Remember when you first heard about Freud’s theory of the mind? Id and it’s struggles to break through to the conscious? For many of us in the mental health field, it was what first sucked us in. Hooked from the days of Psych 101…. Time and hard work brought about a lot of other theories and therapies. But what happened to Freud’s psychoanalysis? And why isn’t old-school psychoanalytic therapy widely practiced today?

Many now view some assertions of psychoanlysis as far fetched (e.g., penis envy held by biological females). Some tenets actually hold up in modern clinical, developmental, and social psychology research, whereas others do not. For example, research shows that thoughts do not go away and even “rebound” when humans attempt to suppress them (“The White Bear” effect). Note that, despite popular belief, research finds such rebound effects do not occur for emotions and that catharsis does not work.

Unfounded assertions is not the main the reason that psychoanalysis is not as widespread. Actually, psychoanalysis is still alive and well in some corners. In particular, New York City is a bastion for Freud’s psychoanalysis in its old-school form. It’s even a large part of New York urban culture. Coffee shops there are abuzz with “my analyst told me I should…”.

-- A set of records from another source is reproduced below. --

PR #889, opened 2018-02-05
ENH: RFC bundle fixup script in python

ihnorton:
Add a new BundleFixup.py script to replace the CMakeScript
"fixup_bundle" routine. Advantages are:

  - speed: `make package` runs in ~3 min as compared to ~1 hr
  - debuggability: can be debugged in-place with standard pdb
    (note: For debugging, it is very helpful to create a git
           image of the package directory after the install step.
           Then the script can be run/re-run stand-alone, and
           reset without deleting or re-running other CMake steps)

There are two steps to the process:

  - find all dependencies. For this, we start from the `libs`
    passed by SlicerCPackBundleFixup (generated based on configured
    libraries). We look at all dependencies, and based on various
    criteria, may copy the dependency into the bundle. Similar to
    existing script, and uses modified versions of the existing regex
    filters to map source_lib -> target_dir in the bundle.

  - fixup step: this is a change from the existing script. We look
    at *all* Mach-O files in the potential bundle, and correct dylib
    references based on *which files are actually in the bundle*.
    System library or allow-listed references are ignored (currently
    only pqsql and mysql re allow-listed -- they are needed by the
    optional qt database drivers).

      - implicit verification -- bundling will fail if the dependency
        is not found or allow-listed.

      - we remove all absolute RPATH references. This should allow to
        run tests from the bundle itself on the factory, as a
        separate verification step (we can't check dlopen calls, but
        assuming Slicer only dlopens checked dylibs from inside the
        bundle...).


ihnorton:
Note, not ready to merge. To do:

- [ ] Extension support
- [ ] Windows support
- [ ] Linux support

Interestingly, Freud’s theories are also very influential in Western literature and screen writing. So many of our favorite movies and TV shows portray characters struggling with repressed memories or difficult decisions they don’t want to face. These often characterize some progressing struggle for the character and eventual emotional release once they “uncover” and reconcile with that struggle in their “conscious mind”. It makes compelling fiction! Good Will Hunting is a prime example.

But if psychoanalytic therapy was so dominant and widely practiced 100 years ago, what happened? First, mental health as a discipline comes out of both philosophical and scientific traditions. In the beginning, the field started as much more philosophical. Freud proposed and explained his theories through writing and rhetoric, leading many today to regard them as philosophical in nature. Some single-case studies supported these assertions.

As therapists know from working with clients, thoughts or assumptions humans make about the world can be inaccurate. Conclusions or assumptions about the nature of humans can as such be inaccurate, even when they are well formulated or “make sense”. So we needed a tool to test those assumptions more objectively. In stepped science…. By the 1930s, the rise of Pavlov (you know his dogs), Watson (Little Albert), and Skinner’s radical behaviorism created a greater push to bring the scientific method into the fold. This eventually influenced our understanding of mental health, in particular. 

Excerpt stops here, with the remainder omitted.